WHAT THE TASK ASKS -
Starting with the first line and ending with the last, transcribe the data exactly.

*** Block opens ***

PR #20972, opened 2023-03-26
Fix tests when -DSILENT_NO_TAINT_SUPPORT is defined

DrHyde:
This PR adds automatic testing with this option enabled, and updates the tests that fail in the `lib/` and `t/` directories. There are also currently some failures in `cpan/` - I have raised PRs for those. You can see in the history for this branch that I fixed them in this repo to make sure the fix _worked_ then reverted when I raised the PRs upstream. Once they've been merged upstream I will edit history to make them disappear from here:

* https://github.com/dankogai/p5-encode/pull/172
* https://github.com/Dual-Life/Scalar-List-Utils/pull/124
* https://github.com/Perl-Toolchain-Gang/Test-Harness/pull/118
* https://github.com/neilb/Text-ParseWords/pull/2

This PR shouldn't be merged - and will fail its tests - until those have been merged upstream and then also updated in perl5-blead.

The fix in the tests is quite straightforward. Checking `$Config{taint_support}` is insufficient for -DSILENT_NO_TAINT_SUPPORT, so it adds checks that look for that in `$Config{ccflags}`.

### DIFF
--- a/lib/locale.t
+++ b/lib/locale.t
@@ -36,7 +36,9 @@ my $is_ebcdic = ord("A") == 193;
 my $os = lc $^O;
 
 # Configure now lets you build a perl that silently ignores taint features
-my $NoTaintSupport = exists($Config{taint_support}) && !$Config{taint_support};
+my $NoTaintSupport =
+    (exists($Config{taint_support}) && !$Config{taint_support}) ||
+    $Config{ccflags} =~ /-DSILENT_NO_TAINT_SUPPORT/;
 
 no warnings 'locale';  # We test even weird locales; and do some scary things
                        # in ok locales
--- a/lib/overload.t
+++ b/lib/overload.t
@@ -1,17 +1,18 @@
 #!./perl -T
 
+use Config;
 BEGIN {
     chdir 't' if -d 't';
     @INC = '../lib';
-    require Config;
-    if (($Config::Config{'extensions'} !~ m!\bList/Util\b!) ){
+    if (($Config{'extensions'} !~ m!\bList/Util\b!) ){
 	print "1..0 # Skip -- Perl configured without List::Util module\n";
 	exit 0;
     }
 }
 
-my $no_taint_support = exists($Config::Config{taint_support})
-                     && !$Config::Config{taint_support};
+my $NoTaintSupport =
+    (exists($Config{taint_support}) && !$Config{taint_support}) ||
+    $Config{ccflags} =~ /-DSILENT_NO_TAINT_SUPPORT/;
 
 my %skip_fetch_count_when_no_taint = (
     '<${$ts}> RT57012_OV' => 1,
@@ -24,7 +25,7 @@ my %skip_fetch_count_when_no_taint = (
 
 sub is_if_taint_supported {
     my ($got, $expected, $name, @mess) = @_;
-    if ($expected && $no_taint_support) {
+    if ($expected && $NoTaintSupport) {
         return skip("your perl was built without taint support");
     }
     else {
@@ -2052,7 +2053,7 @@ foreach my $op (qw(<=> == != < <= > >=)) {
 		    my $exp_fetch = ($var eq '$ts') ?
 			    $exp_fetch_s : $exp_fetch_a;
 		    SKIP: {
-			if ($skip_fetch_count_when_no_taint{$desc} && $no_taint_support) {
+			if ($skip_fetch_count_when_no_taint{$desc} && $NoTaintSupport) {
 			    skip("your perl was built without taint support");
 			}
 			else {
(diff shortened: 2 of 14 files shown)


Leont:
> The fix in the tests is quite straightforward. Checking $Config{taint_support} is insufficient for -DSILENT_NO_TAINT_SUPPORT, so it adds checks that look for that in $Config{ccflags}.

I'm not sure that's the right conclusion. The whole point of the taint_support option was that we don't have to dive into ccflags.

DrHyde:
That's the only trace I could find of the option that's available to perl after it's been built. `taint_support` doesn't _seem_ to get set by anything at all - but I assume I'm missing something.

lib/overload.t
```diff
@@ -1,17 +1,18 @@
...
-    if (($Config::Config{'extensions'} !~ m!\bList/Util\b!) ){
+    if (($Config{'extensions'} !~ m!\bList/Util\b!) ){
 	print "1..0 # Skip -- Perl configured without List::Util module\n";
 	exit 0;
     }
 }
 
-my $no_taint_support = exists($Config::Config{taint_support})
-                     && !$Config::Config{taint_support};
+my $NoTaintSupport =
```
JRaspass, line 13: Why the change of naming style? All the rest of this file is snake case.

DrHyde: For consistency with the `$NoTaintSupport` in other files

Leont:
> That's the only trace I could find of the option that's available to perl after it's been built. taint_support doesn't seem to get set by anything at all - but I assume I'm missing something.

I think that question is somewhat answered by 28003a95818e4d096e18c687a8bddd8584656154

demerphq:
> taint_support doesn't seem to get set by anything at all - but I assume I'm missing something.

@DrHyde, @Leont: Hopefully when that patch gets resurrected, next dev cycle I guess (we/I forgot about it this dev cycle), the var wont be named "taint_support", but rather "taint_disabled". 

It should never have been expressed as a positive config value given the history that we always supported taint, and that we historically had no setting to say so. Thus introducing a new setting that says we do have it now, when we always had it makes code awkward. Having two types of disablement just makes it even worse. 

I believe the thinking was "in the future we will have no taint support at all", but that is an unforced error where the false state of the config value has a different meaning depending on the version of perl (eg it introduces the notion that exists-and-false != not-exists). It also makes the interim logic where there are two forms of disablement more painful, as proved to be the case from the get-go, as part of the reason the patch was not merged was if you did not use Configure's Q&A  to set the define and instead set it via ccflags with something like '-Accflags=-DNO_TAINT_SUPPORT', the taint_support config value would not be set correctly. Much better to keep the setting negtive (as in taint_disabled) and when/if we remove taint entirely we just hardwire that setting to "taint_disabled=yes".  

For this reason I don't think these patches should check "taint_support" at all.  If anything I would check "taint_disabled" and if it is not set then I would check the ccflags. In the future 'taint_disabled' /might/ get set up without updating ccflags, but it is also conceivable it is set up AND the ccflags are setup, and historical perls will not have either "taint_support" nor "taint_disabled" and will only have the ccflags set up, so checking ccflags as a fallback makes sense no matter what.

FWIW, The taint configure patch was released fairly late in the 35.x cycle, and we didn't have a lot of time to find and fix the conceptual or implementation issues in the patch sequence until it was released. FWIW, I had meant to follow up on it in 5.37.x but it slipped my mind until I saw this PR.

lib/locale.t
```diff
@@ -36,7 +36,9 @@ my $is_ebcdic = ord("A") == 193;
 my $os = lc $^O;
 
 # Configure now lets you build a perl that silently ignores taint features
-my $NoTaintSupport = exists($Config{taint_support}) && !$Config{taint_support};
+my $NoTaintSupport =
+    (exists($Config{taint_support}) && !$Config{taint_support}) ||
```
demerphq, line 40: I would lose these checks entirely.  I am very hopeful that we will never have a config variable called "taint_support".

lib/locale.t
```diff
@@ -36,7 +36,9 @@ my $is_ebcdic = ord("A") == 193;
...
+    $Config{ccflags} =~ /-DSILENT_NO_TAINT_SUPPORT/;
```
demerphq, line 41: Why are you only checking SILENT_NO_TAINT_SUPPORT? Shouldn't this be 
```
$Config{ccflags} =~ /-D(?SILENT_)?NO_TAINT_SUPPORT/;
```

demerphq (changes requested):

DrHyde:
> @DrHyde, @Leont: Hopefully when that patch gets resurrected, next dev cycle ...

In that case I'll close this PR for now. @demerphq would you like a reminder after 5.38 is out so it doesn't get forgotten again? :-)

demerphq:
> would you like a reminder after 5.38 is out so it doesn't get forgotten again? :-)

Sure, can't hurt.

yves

*** Block closes ***

ANSWER BOX -
PR #20972, opened 2023-03-26
Fix tests when -DSILENT_NO_TAINT_SUPPORT is defined

DrHyde:
This PR adds automatic testing with this option enabled, and updates the tests that fail in the `lib/` and `t/` directories. There are also currently some failures in `cpan/` - I have raised PRs for those. You can see in the history for this branch that I fixed them in this repo to make sure the fix _worked_ then reverted when I raised the PRs upstream. Once they've been merged upstream I will edit history to make them disappear from here:

* https://github.com/dankogai/p5-encode/pull/172
* https://github.com/Dual-Life/Scalar-List-Utils/pull/124
* https://github.com/Perl-Toolchain-Gang/Test-Harness/pull/118
* https://github.com/neilb/Text-ParseWords/pull/2

This PR shouldn't be merged - and will fail its tests - until those have been merged upstream and then also updated in perl5-blead.

The fix in the tests is quite straightforward. Checking `$Config{taint_support}` is insufficient for -DSILENT_NO_TAINT_SUPPORT, so it adds checks that look for that in `$Config{ccflags}`.

### DIFF
--- a/lib/locale.t
+++ b/lib/locale.t
@@ -36,7 +36,9 @@ my $is_ebcdic = ord("A") == 193;
 my $os = lc $^O;
 
 # Configure now lets you build a perl that silently ignores taint features
-my $NoTaintSupport = exists($Config{taint_support}) && !$Config{taint_support};
+my $NoTaintSupport =
+    (exists($Config{taint_support}) && !$Config{taint_support}) ||
+    $Config{ccflags} =~ /-DSILENT_NO_TAINT_SUPPORT/;
 
 no warnings 'locale';  # We test even weird locales; and do some scary things
                        # in ok locales
--- a/lib/overload.t
+++ b/lib/overload.t
@@ -1,17 +1,18 @@
 #!./perl -T
 
+use Config;
 BEGIN {
     chdir 't' if -d 't';
     @INC = '../lib';
-    require Config;
-    if (($Config::Config{'extensions'} !~ m!\bList/Util\b!) ){
+    if (($Config{'extensions'} !~ m!\bList/Util\b!) ){
 	print "1..0 # Skip -- Perl configured without List::Util module\n";
 	exit 0;
     }
 }
 
-my $no_taint_support = exists($Config::Config{taint_support})
-                     && !$Config::Config{taint_support};
+my $NoTaintSupport =
+    (exists($Config{taint_support}) && !$Config{taint_support}) ||
+    $Config{ccflags} =~ /-DSILENT_NO_TAINT_SUPPORT/;
 
 my %skip_fetch_count_when_no_taint = (
     '<${$ts}> RT57012_OV' => 1,
@@ -24,7 +25,7 @@ my %skip_fetch_count_when_no_taint = (
 
 sub is_if_taint_supported {
     my ($got, $expected, $name, @mess) = @_;
-    if ($expected && $no_taint_support) {
+    if ($expected && $NoTaintSupport) {
         return skip("your perl was built without taint support");
     }
     else {
@@ -2052,7 +2053,7 @@ foreach my $op (qw(<=> == != < <= > >=)) {
 		    my $exp_fetch = ($var eq '$ts') ?
 			    $exp_fetch_s : $exp_fetch_a;
 		    SKIP: {
-			if ($skip_fetch_count_when_no_taint{$desc} && $no_taint_support) {
+			if ($skip_fetch_count_when_no_taint{$desc} && $NoTaintSupport) {
 			    skip("your perl was built without taint support");
 			}
 			else {
(diff shortened: 2 of 14 files shown)


Leont:
> The fix in the tests is quite straightforward. Checking $Config{taint_support} is insufficient for -DSILENT_NO_TAINT_SUPPORT, so it adds checks that look for that in $Config{ccflags}.

I'm not sure that's the right conclusion. The whole point of the taint_support option was that we don't have to dive into ccflags.

DrHyde:
That's the only trace I could find of the option that's available to perl after it's been built. `taint_support` doesn't _seem_ to get set by anything at all - but I assume I'm missing something.

lib/overload.t
```diff
@@ -1,17 +1,18 @@
...
-    if (($Config::Config{'extensions'} !~ m!\bList/Util\b!) ){
+    if (($Config{'extensions'} !~ m!\bList/Util\b!) ){
 	print "1..0 # Skip -- Perl configured without List::Util module\n";
 	exit 0;
     }
 }
 
-my $no_taint_support = exists($Config::Config{taint_support})
-                     && !$Config::Config{taint_support};
+my $NoTaintSupport =
```
JRaspass, line 13: Why the change of naming style? All the rest of this file is snake case.

DrHyde: For consistency with the `$NoTaintSupport` in other files

Leont:
> That's the only trace I could find of the option that's available to perl after it's been built. taint_support doesn't seem to get set by anything at all - but I assume I'm missing something.

I think that question is somewhat answered by 28003a95818e4d096e18c687a8bddd8584656154

demerphq:
> taint_support doesn't seem to get set by anything at all - but I assume I'm missing something.

@DrHyde, @Leont: Hopefully when that patch gets resurrected, next dev cycle I guess (we/I forgot about it this dev cycle), the var wont be named "taint_support", but rather "taint_disabled". 

It should never have been expressed as a positive config value given the history that we always supported taint, and that we historically had no setting to say so. Thus introducing a new setting that says we do have it now, when we always had it makes code awkward. Having two types of disablement just makes it even worse. 

I believe the thinking was "in the future we will have no taint support at all", but that is an unforced error where the false state of the config value has a different meaning depending on the version of perl (eg it introduces the notion that exists-and-false != not-exists). It also makes the interim logic where there are two forms of disablement more painful, as proved to be the case from the get-go, as part of the reason the patch was not merged was if you did not use Configure's Q&A  to set the define and instead set it via ccflags with something like '-Accflags=-DNO_TAINT_SUPPORT', the taint_support config value would not be set correctly. Much better to keep the setting negtive (as in taint_disabled) and when/if we remove taint entirely we just hardwire that setting to "taint_disabled=yes".  

For this reason I don't think these patches should check "taint_support" at all.  If anything I would check "taint_disabled" and if it is not set then I would check the ccflags. In the future 'taint_disabled' /might/ get set up without updating ccflags, but it is also conceivable it is set up AND the ccflags are setup, and historical perls will not have either "taint_support" nor "taint_disabled" and will only have the ccflags set up, so checking ccflags as a fallback makes sense no matter what.

FWIW, The taint configure patch was released fairly late in the 35.x cycle, and we didn't have a lot of time to find and fix the conceptual or implementation issues in the patch sequence until it was released. FWIW, I had meant to follow up on it in 5.37.x but it slipped my mind until I saw this PR.

lib/locale.t
```diff
@@ -36,7 +36,9 @@ my $is_ebcdic = ord("A") == 193;
 my $os = lc $^O;
 
 # Configure now lets you build a perl that silently ignores taint features
-my $NoTaintSupport = exists($Config{taint_support}) && !$Config{taint_support};
+my $NoTaintSupport =
+    (exists($Config{taint_support}) && !$Config{taint_support}) ||
```
demerphq, line 40: I would lose these checks entirely.  I am very hopeful that we will never have a config variable called "taint_support".

lib/locale.t
```diff
@@ -36,7 +36,9 @@ my $is_ebcdic = ord("A") == 193;
...
+    $Config{ccflags} =~ /-DSILENT_NO_TAINT_SUPPORT/;
```
demerphq, line 41: Why are you only checking SILENT_NO_TAINT_SUPPORT? Shouldn't this be 
```
$Config{ccflags} =~ /-D(?SILENT_)?NO_TAINT_SUPPORT/;
```

demerphq (changes requested):

DrHyde:
> @DrHyde, @Leont: Hopefully when that patch gets resurrected, next dev cycle ...

In that case I'll close this PR for now. @demerphq would you like a reminder after 5.38 is out so it doesn't get forgotten again? :-)

demerphq:
> would you like a reminder after 5.38 is out so it doesn't get forgotten again? :-)

Sure, can't hurt.

yves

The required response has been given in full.